Before I started a business I assumed that you should hate and distrust your competitors, maybe even talk bad about them and make their lives difficult. I’ve met many people who have that impression of the business world.

One approach to motivating your team is to rally against an evil competitor, especially a larger one. Guy Kawasaki advocates that in “How to Drive Your Competition Crazy”. I guess that if you are up against Microsoft then that is useful, but most businesses are up against similar size companies. It is hard to demonize another small company.

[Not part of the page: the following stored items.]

PR #35, opened 2025-09-15
Fix: allow zero-fee transactions in LowestFee metric

evanlinjin:
Change assertion from fee > 0 to fee >= 0 to handle valid zero-fee transactions. Add test case to verify the metric works correctly when target fee rate is zero.

Also make clippy happy and upgrade test dependencies.

### DIFF
--- a/tests/lowest_fee.rs
+++ b/tests/lowest_fee.rs
@@ -267,3 +267,55 @@ fn adding_another_input_to_remove_change() {
     assert!(score <= best_solution_score);
     assert_eq!(cs.selected_indices(), best_solution.selected_indices());
 }
+
+#[test]
+fn zero_fee_tx() {
+    let target_feerate = FeeRate::ZERO;
+    let long_term_feerate = FeeRate::DEFAULT_MIN_RELAY;
+
+    let target = Target {
+        fee: TargetFee {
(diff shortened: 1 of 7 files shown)


tests/lowest_fee.rs
```diff
@@ -267,3 +267,55 @@ fn adding_another_input_to_remove_change() {
     assert!(score <= best_solution_score);
     assert_eq!(cs.selected_indices(), best_solution.selected_indices());
 }
+
+#[test]
+fn zero_fee_tx() {
```
jp1ac4, line 272: Not sure if it matters, but AFAICT this test produces a solution with a non-zero fee (130 sats).

evanlinjin: If it's a solution with change then it's a problem. If it's without change, it's expected as we have a long-term feerate so that greatly disincentives the solution with change.

evanlinjin: But maybe we should check that a solution with change has 0 fee.

jp1ac4: Ah OK, the solution doesn't have change so that's fine. I wasn't sure if the intention of the test was to produce a transaction with zero fee.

In our early years we tried hating our competitors, but eventually it just didn’t feel fun and it certainly didn’t help us get more work done or sell more software. These days we maintain friendly ties with the other plug-in companies. Occasionally we get in touch to exchange technical or business advice. I’m not going to give them our financial reports or source code, but there is no harm in high level advice.

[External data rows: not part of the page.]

PR #37, opened 2026-01-15
fix: add conditional FloatExt import for no_std builds

### LINKED ISSUE #36: Unable to build with no default features?
`cargo build --no-default-features` gave me a compile error. It seems that a `FloatExt` is not in scope.

```
error[E0599]: no method named `ceil` found for type `f32` in the current scope
  --> src/feerate.rs:86:35
   |
86 |         ((tx_weight as f32 / 4.0).ceil() * self.as_sat_vb()).ceil() as u64
   |                                   ^^^^ method not found in `f32`
   |
  ::: src/float.rs:67:8
   |
67 |     fn ceil(self) -> Self;
   |        ---- the method is available for `f32` here
   |
   = help: items from traits can only be used if the trait is in scope
help: trait `FloatExt` which provides `ceil` is implemented but not in scope; perhaps you want to import it
   |
 1 + use crate::float::FloatExt;
```

aagbotemi:
Fixes compilation error when building with `--no-default-features` by adding a conditional import of the `FloatExt` trait in `feerate.rs`.

* [x] I've signed all my commits
* [x] I ran `cargo fmt` and `cargo clippy` before committing
* [x] CHANGELOG.md updated

Fixes #36

### DIFF
--- a/CHANGELOG.md
+++ b/CHANGELOG.md
@@ -1,3 +1,7 @@
+# Unreleased
+
+- Fix compilation error when building with `--no-default-features` (#36)
+
 # 0.4.0
 
 - Use `u64` for weights instead of u32
--- a/src/feerate.rs
+++ b/src/feerate.rs
@@ -1,3 +1,5 @@
+#[cfg(not(feature = "std"))]
+use crate::float::FloatExt;
 use crate::float::Ordf32;
 use core::ops::{Add, Sub};
 


evanlinjin (approved):
ACK 9becc092bfa5d4af078f689d74ffa6048a5666f0

Thanks for the fix!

The idea that you should hate your competitors comes from the false notion that there is a fixed number of dollars out there. Wrong! If we all make super awesome tools then Photoshop customers are going to buy more tools, especially if our products don’t overlap too much.

The truth is that the quality of your products and service are what dictate your success, not the actions of your competitors. You should know what your competitors are doing and occasionally learn from their successes and failures, but for the most part you should just ignore the competition. You have work to do. Stop looking at your neighbor’s paper!